Overall, this approach requires the learner to take more responsibility for their own learning and know what is required to succeed.

To implement this approach practitioners should consider:

  • Teaching strategies to help pupils plan, monitor and evaluate.
  • How to encourage this kind of discussion in class.
  • Modelling their own thinking.
  • Teaching pupils how to organise and manage their own learning.
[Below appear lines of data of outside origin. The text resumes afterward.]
PR #14250, opened 2026-01-21
test(tracing): unflaky TracesTest.runningAFlowShouldGenerateTraces

AcevedoR:


loicmathieu (commented):
LGTM, the most important is that there are traces so it works

loicmathieu (approved):

AcevedoR:
requesting rereview because I had to isolate it by tenant otherwise it was still flaky

loicmathieu (approved):
LGTM, if that was the issue, we may now go back to equals(7) but I'll let you decide

nkwiatkowski (approved):
LGTM

PR #14254, opened 2026-01-21
fix(system): honor JDK proxies when installing plugins

loicmathieu:
Fixes https://github.com/kestra-io/kestra-ee/issues/6417


AcevedoR (approved):

loicmathieu:
Backported to 1.0 and 1.2

PR #14255, opened 2026-01-21
fix(executions): subflow restart should reflect parent flow changes

### LINKED ISSUE #13641: Subflow restart causes new execution and keeps running
### Describe the issue

There seems to be issues when restarting a subflow. For reproduction purposes I have two flows; one correct and one incorrect.
```
id: test_subflow_correct
namespace: test

tasks:
  - id: log
    message: "Correct log"
```

```
id: test_subflow_incorrect
namespace: test

tasks:
  - id: log
    message: "{{incorrect.reference}}"
```

Now we have a main flow that first references the incorrect flow:
```
id: test_mainflow
namespace: test

tasks:
  - id: log1
    message: "Started mainflow"
  - id: startSubflow
    namespace: test
    flowId: test_subflow_incorrect
  - id: log2
    message: "Finished mainflow"
```

1. Execute the `test_mainflow`. It will fail.
2. Edit the flow, and change `flowId: test_subflow_incorrect` to `flowId: test_subflow_correct`. Save it.
3. Go back to the execution. Note the execution ID. Press `Restart` -> `Restart latest revision`
4. Notice the `startSubflow` is failed, but keeps running. See the screenshot. This seems to be a bug.
Image

6. Go to the Overview tab. Notice the state is Running. Also notice the new execution ID (and the original execution ID in the bottom).
Image

So it seems there are three bugs here:
- According to the [docs](https://kestra.io/docs/workflow-components/retries#retry-vs-restart-vs-replay:~:text=Restarts%20keep%20the%20same%20execution%20ID.), Restarts keep the same execution ID. Which is not the case here.
- The state stays in Running (instead of Success)
- The `startSubflow` is Failed (instead of Success)

### Environment

- Kestra Version: 1.1.9

MTarek165:
closes #13641
## Description
- There is assumption that always restarting parent execution should restart last executed subflow execution, which is causing trigger for last executed subflow even if there is change in flowId or namespace in subflow task that refers to the child flow in parent execution which shows why even after changing subflow flowId referance it still gets failed state (which is the last state for subflow execution) not giving succeed as we changed the child flow id reference.
- And since the followed execution has revision for subflow task different from the executed one, a running state for the task appears even it is finished and in failed state (the version of the tracked is different than the versio of the executed one)
## Solution
- We should check that current subflow task has the same flow id and namespace for the last executed subflow to confirm they are the same, otherwise we should create a new subflow execution as we detected a change in parent revision.
- Flow revision should be attached to restarted execution before getting flow from repository to get the right flow revision.

### DIFF
--- a/core/src/main/java/io/kestra/core/runners/ExecutableUtils.java
+++ b/core/src/main/java/io/kestra/core/runners/ExecutableUtils.java
@@ -93,7 +93,13 @@ public final class ExecutableUtils {
                 Optional<Execution> existingSubflowExecution = Optional.empty();
                 if (currentTaskRun.getOutputs() != null && currentTaskRun.getOutputs().containsKey("executionId")) {
                     // we know which execution to restart; this should be the case for Subflow tasks
-                    existingSubflowExecution = executionRepository.findById(currentExecution.getTenantId(), (String) currentTaskRun.getOutputs().get("executionId"));
+                    Optional<Execution> subflowExecution = executionRepository.findById(currentExecution.getTenantId(), (String) currentTaskRun.getOutputs().get("executionId"));
+                    if(subflowExecution.isPresent()
+                        && currentTask.subflowId().flowId().equals(subflowExecution.get().getFlowId())
+                        && currentTask.subflowId().namespace().equals(subflowExecution.get().getNamespace())){
+                        existingSubflowExecution = subflowExecution;
+                    }
+
                 }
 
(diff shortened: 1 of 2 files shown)


loicmathieu:
@MTarek165 sorry but this issue is more broad than what it looks, we are thinking more broadly of restart/replay with subflow and the impact of new revision so this issue is not open for contribution yet as we may go in a different direction.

Guidance on how to apply this approach in class is included in an EEF paper, Metacognition and Self-regulated Learning (April 2018).

Reading comprehension strategies

These focus on the learner’s understanding of written text and includes:

  • Inferring meaning from context.
  • Summarising or identifying key points.
  • Using graphic or semantic organisers.
  • Developing questioning strategies.
  • Monitoring their own comprehension and identifying difficulties themselves.

It is interesting to note that the toolkit recommends that schools use a blend of different approaches that include reading comprehension alongside phonics and oral language. It states: “Comparative findings indicate that, reading comprehension approaches appear to be more effective than Phonics or oral language approaches for upper primary and secondary pupils, for both short-term and long-term impact.”

It acknowledges that struggling readers are likely to require a combination of approaches and that “no particular strategy should be seen as a panacea, and careful diagnosis of the reasons why an individual pupil is struggling should guide the choice of intervention strategies”.

A word of caution

However, there is a word of caution. Strategies can have different results in different contexts. Factors such as the teacher’s own belief in the strategy they are using and the effectiveness of the teacher themselves can all make a significant difference to any approach that is adopted.

The EEF materials provide interesting and thought-provoking indications of what schools might beneficially do but they must be used in a context that is supportive of them. The fact that school leaders are struggling to balance their budgets and that an increasing number are turning to sources such as the Pupil Premium just to keep afloat is a worrying issue highlighted in this research.

  • Suzanne O’Connell is a freelance education writer and a former primary school headteacher.